Plasma arginine concentration decreases rapidly in whole blood held at room temperature, and this decrease is greatly attenuated by placing the blood on ice. Ornithine, the metabolic product of arginine metabolism by arginase, rises exponentially at room temperature, and this rise does not occur on ice, suggesting that it is due to an enzymatic process. Thus, it is likely that arginase is the primary mechanism of arginine degradation in ex-vivo blood samples. This arginase could come from either lysed RBCs or lysed leucocytes, but we did not evaluate the source of arginase, and thus cannot determine which of these was more important. In-vitro hemolysis is difficult to measure, as the released cell-free haemoglobin is immediately bound by haptoglobin. While we have not proven this hypothesis, our observations strongly suggest it.
Most other amino acids increase at room temperature but not on ice, which also implies an enzymatic reaction. Tryptophan is very stable both at room temperature and on ice. Taurine and glutamine are unusual, in that they increase markedly both at room temperature and on ice; this may be due to cellular release rather than enzymatic catabolism.

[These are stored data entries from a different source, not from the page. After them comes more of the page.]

PR #1807, opened 2025-08-07
docs: Remove --name argument from distrobox-stop usage docs

brennenputh:
Noticed this while doing some completions for Fish.  Looks like the `--name` argument was removed, but this usage example stayed the same.


dottorblaster (approved):
Thanks!

PR #1811, opened 2025-08-14
enter: Allow whitespaces in environment variables

scosu:
Replace whitespaces with escaped whitespaces and switch to using sed to prepend --env to the env variables.


scosu:
Not sure how this PR can cause the markdown linter issue as I am not touching any markdown here. Any hints would be appreciated.

dottorblaster:
@scosu your changes are unrelated. Can you rebase the PR so the markdown linter doesn't complain anymore? Thanks!

PR #1825, opened 2025-08-24
docs: update tips for using custom SHELL in assemble, Fix #1633

### LINKED ISSUE #1633: [Suggestion] Make shell configurable in manifest
Not that this is a problem in itself since it is possible to determine the shell using the `SHELL` environment variable, but it would be interesting if this could be configured in the manifest.

In the manifest you can put `shell=/bin/bash` (for example) and when you run `distrobox assemble` it uses the indicated shell.

The current alternative is to use the environment variable, but that is not comfortable in a command like `assemble`. Also, if with `assemble` you are building two different containers and you want one with one shell and one with a different shell, you can't do it.

yocoldle:


dottorblaster (approved):
LGTM

PR #1826, opened 2025-08-24
init: setup correct chimera base-full-man dep

JamiKettunen:
[`base-core-man`](https://github.com/chimera-linux/cports/blob/8f4bf92/main/base-full/template.py#L120-L121) has been transitional provider of this for a while and will eventually be dropped; I must've still copied this over from a much earlier version of the #1778 patch when I was experimenting long ago

### DIFF
--- a/distrobox-init
+++ b/distrobox-init
@@ -669,7 +669,7 @@ setup_apk()
 		apk add chimera-repo-user
 		apk update
 		deps="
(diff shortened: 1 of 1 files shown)


89luca89:
Thanks, for now I'm going to skip chimera (and doas distros) until we find the culprit for this discrepancy in CI

PR #1833, opened 2025-09-06
Add Hyprland setup instructions to Distrobox guide

AbduEhab:
Added instructions for running the latest Hyprland session in Distrobox, including container creation and environment variable setup. I did not add any images, as I am unsure if they are needed.


AbduEhab:
Can the file name be changed to include Hyprland?

PR #1836, opened 2025-09-16
init: exclude schroot mountpoint from socket search, improve performance.

KarlK90:
This fixes minute long start-up hangs when using distrobox on a host that has active schroot mounts, which I saw on my machine.


dottorblaster (approved):
Thanks! ❤️

PR #1858, opened 2025-10-19
enter: don't filter environment variables with special characters

### LINKED ISSUE #1842: distrobox-enter: envs with `"` are not present in container
**Describe the bug**
If there's a `"` in an environment variable (e.g. a JSON string), `distrobox-enter` won't make it available in the container. Other envs are available.

**To Reproduce**
```bash
$ GOOD='yes' BAD='{"foo":1}' distrobox enter -- sh -c 'echo GOOD=$GOOD BAD=$BAD'
GOOD=yes BAD=
```

**Expected behavior**
All envs are available in the container.

I think `docker exec` supports only set env names and it will read the values: `--env=ENV`, not need to set env value in the command line `--env=ENV=value`. If we don't set the value, this filter can be removed:

https://github.com/89luca89/distrobox/blob/3f2ae51a32540434376ec8c43cb8636eb347e2a1/distrobox-enter#L439

**Logs**
Run the commands with `--verbose` and post the log here as a file upload
Attach also the output of `podman logs` or `docker logs`, possibly with `--latest` flag

- Which version or podman, docker or lilipod?
- Which version of distrobox?
- Which host distribution?

**Additional context**

cshuaimin:
Fix #1842

Docker and Podman support only specifying env names, but seems lilipod doesn't. I'm not sure how to deal with lilipod, should I add an if condition?

### DIFF
--- a/distrobox-enter
+++ b/distrobox-enter
@@ -433,14 +433,13 @@ generate_enter_command()
 	# and export them to the container.
 	set +o xtrace
 	# disable logging for this snippet, or it will be too talkative.
-	# We filter the environment so that we do not have strange variables or
-	# multiline.
 	# We also NEED to ignore the HOME variable, as this is set at create time
 	# and needs to stay that way to use custom home dirs. or it will be too talkative.
+	# We only pass variable names to --env flag to avoid issues with special characters in variable values.
 	result_command="${result_command}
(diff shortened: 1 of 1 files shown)


dottorblaster:
@cshuaimin it looks like the formatter is failing, could you fix it? :heart:

PR #1860, opened 2025-10-21
feat: extend manifest definitions with include

balanza:
This is a proposal to add an `include` option to the `assemble` command. This option allows for definitions to be reused and extended by other definitions **inside the same manifest file**.

The feature works on top of the current `assemble` implementation by creating a temporary copy of the manifest file in which every occurrence of `include` is replaced with the actual definition it points to. It does not touch the current parsing and execution algorithm.

### Example
The following manifest file
```ini
[ubuntu]
image=ubuntu:latest
additional_packages="git vim tmux nodejs"
additional_packages="htop iftop iotop"
additional_packages="zsh fish"

[ubuntu-nvidia]
include=ubuntu
nvidia=true
```
is equivalent to 

```ini
[ubuntu]
image=ubuntu:latest
additional_packages="git vim tmux nodejs"
additional_packages="htop iftop iotop"
additional_packages="zsh fish"

[ubuntu-nvidia]
image=ubuntu:latest
additional_packages="git vim tmux nodejs"
additional_packages="htop iftop iotop"
additional_packages="zsh fish"
nvidia=true
```

and they both produce 
```sh
> distrobox assemble create --dry-run

 - Creating ubuntu...
distrobox create --yes --name ubuntu --image ubuntu:latest --additional-packages " git vim tmux nodejs htop iftop iotop zsh fish"
 - Creating ubuntu-nvidia...
distrobox create --yes --name ubuntu-nvidia --image ubuntu:latest --nvidia --additional-packages " git vim tmux nodejs htop iftop iotop zsh fish"
```

### Implementation
Given the input manifest file (whose detection is left untouched), this feature:
* creates a temporary copy of the file
* scans the copy line-by-line, top-to-bottom
* when `include` attribute is found, the line is replaced with the lines from the given section in the original input manifest
  * if the section is not found, an error is raised
  * if a circular reference is detected, an error is raised
* the copied file is then forwarded to the actual parser for execution

### Caveats
* Duplicated options in the same section are concatenated in lists; this is the current `distrobox` behaviour
```ini
[ubuntu]
image=ubuntu:latest
root=false
root=true
# parsed as: 
#  root=0¤1
# this will break the create command
```
IMHO, this is currently not a big deal for users. However, with the introduction of `include`, the following might be a legit usage:
```ini
[ubuntu]
image=ubuntu:latest
root=false

[ubuntu-root]
root=true
```

To fix this, an intervention on the current `assemble` implementation is needed.

### DIFF
--- a/docs/usage/distrobox-assemble.md
+++ b/docs/usage/distrobox-assemble.md
@@ -221,7 +221,7 @@ each option corresponds to one of the `create` flags.
 	image=ubuntu:latest
 	pre_init_hooks="export SHELL=/bin/bash;"
 
-**Include example**
+**Include example (inherit fields from another distrobox)**
 
 	[ubuntu]
 	image=ubuntu:latest


docs/usage/distrobox-assemble.md
```diff
@@ -214,3 +220,15 @@ each option corresponds to one of the `create` flags.
 	[ubuntu]
 	image=ubuntu:latest
 	pre_init_hooks="export SHELL=/bin/bash;"
+
+**Include example**
```
dottorblaster:
```suggestion
**Include example (inherit fields from another distrobox)**
```

dottorblaster: Yes, I can see where you're coming from and for me it's better than inherit as a keyword. I just wanted a less concise title, sorry for being pedantic!

PR #1873, opened 2025-11-06
docs: update command for GNOME installation

amnexya:
The current command used to install GNOME inside of Distrobox is incorrect, as the dnf command as well as the group name have changed.

Running `dnf group list --hidden` shows GNOME listed under `gnome-desktop`, which I have updated the group name to.

Also `groupinstall` was not a recognised argument in dnf.


dottorblaster (approved):
Thanks!

PR #343, opened 2019-05-20
Make keys editable (DP-1060)

hidde:
* Keys now look like designs, are cut off visually after the first line
* Keys now have “Copy” button to copy to clipboard
* In edit view, each type of key has a heading + privacy control

Q: I [used `try`/`catch` but removed](https://github.com/mozilla-iam/dino-park-front-end/pull/343/commits/58a6d0e06ebc11049df55b2c14af7b40668fb7bf), because it doesn't actually seem to work, if I change 'copy' into 'banana' it doesn't throw an error. Should we check success differently or just always assume success since [`execCommand` with `copy` is well supported](https://developer.mozilla.org/en-US/docs/Web/API/Document/execCommand)?


Gregoor:
Looking good 🚀 🙂

PR #348, opened 2019-05-22
Update colleagues section (DP-1245)

hidde:
This adds a toggle to  switch between grid and list views:

two buttons, one with grid icon one with list icon

It also makes the avatars as big as they should be, and hides direct in 'Show more' button if there's more than 10. 

list of avatars on a grid with show more button underneath

And it updates the typography to be not bold: 

heading manages in regular not bold type

(fixes https://github.com/mozilla-iam/dino-park-issues/issues/32)


hidde:
Note that persistency is not added to this yet, will add if needed.

hidde:
This now stores the setting in `vuex`.

And I've added a [fix](https://github.com/mozilla-iam/dino-park-front-end/pull/348/commits/fecefbd4fcd274bdb01741822a88af04b0290406) for profiles that have very long words in them that would break the grid (tldr `word-wrap: anywhere` on profile intro ).

PR #349, opened 2019-05-24
timeout faster

fiji-flo:


fiji-flo:
500ms was a little high. That should work.

Gregoor:
It wasn't happening consistenly on my machine with <300ms. My hack might bite us for this 🙈

PR #360, opened 2019-06-04
Identities

fiji-flo:


src/App.vue
```diff
@@ -51,6 +51,9 @@ export default {
   --white: #fff;
   --black: #000;
 
+  --true-green: #12bc00;
```
hidde: Hm… our other colors match the [naming scheme in Protocol](https://protocol.mozilla.org/fundamentals/color.html), which I found helpful for seeing at a glance how the colors relate to each other (gray-20 is lighter than gray-30, yay!) 

But these colors don't seem to exist in Protocol (cc @mbransn), so I guess we can leave this for now

PR #363, opened 2019-06-05
Speed 2

fiji-flo:


src/pages/PageOrgchart.vue
```diff
@@ -304,7 +431,10 @@ export default {
   width: 2.5em;
   height: 2.5em;
 }
-.org-chart-buttons__control:hover {
+.org-chart-buttons__control:hover:disabled {
+  cursor: not-allowed;
+}
+.org-chart-buttons__control:hover:enabled {
   background-color: var(--blue-60);
```
hidde: In https://github.com/mozilla-iam/dino-park-front-end/pull/362, I am making this gray (same gray as border), as per @mbransn's request. Maybe we can do it here?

The rate of decrease of plasma arginine which we found in blood held at room temperature is similar to that found by Nuttall and colleagues in the only published paper to have reported plasma arginine concentrations at room temperature at more than two time points [18
]. The lack of early time points in other papers makes it difficult to estimate the rate of decline and whether it is linear or exponential. Nuttall et al. reported data in graphical form, from a single subject up to 2.5 hours post venepuncture. They found a fall from 89 μmol/L to approximately 60 μmol/L at 2 hours (a 33% drop), similar to our reported decrease of 25% at 2 hours.
The large increases seen in taurine and glutamate in our study have not previously been reported. Sahai et al. measured amino acid levels in whole blood from twenty-two volunteers, stored on ice for 1 hour or 2 hours, and found a less than 10% decrease in plasma taurine and glutamate at 1 and 2 hours [21
]. Shaeffer et al. reported a < 10% decrease in plasma taurine and glutamate at 6 hours in blood held at room temperature from one healthy volunteer [17
]. The reason for this discrepancy is unclear. Both papers used different methods for amino acid quantification than we did. Sahai et al did not measure time points beyond 2 hours, and most of the increase in both taurine and glutamine in our study occurred beyond 2 hours. However, until this finding is reproduced by other investigators, it should be regarded with caution.
The primary limitations of this study are the relatively small number of subjects and the lack of subjects suffering from sepsis, trauma or other conditions of interest. A larger number of subjects would allow a more accurate estimate of the time profile of arginine degradation over time. Considering arginase activity is increased in severe sepsis [22
] and trauma [23
], it is unclear if blood from patients with these conditions would yield the same results as we observed. We did not directly measure arginase activity in blood or plasma, and thus our inference that plasma arginase is primarily responsible for the observed ex-vivo arginine degradation is based on indirect evidence. However, the only other significant mechanism for arginine degradation likely to occur ex-vivo is the breakdown of arginine to NO and citrulline by nitric oxide synthase, which accounts for less than 5% of arginine metabolism in healthy humans [24
One potential implication of these data is that whole blood stored for the purpose of transfusion is likely to contain non-physiological concentrations of amino acids, which may have unintended immunosuppressive effects. These data also reinforce the importance of accurate methodological descriptions in papers reporting plasma amino acid levels. In a hospital setting, it is not always possible to process samples within 30 minutes of collection. It is therefore essential to note the time between collection and freezing when reporting concentrations of plasma amino acids. This is particularly important if the sample cannot be kept on ice - for example, if the blood is to be used for both peripheral blood mononuclear cell (PBMC) collection and amino acid analysis. As PBMCs are damaged by freezing, these samples must be kept at room temperature and processed as soon as possible to allow accurate analysis of both PBMC function and amino acid concentrations. Furthermore, where plasma amino acids are being measured for clinical applications, our data emphasise the importance of timely separation and freezing of plasma to avoid potential diagnostic errors.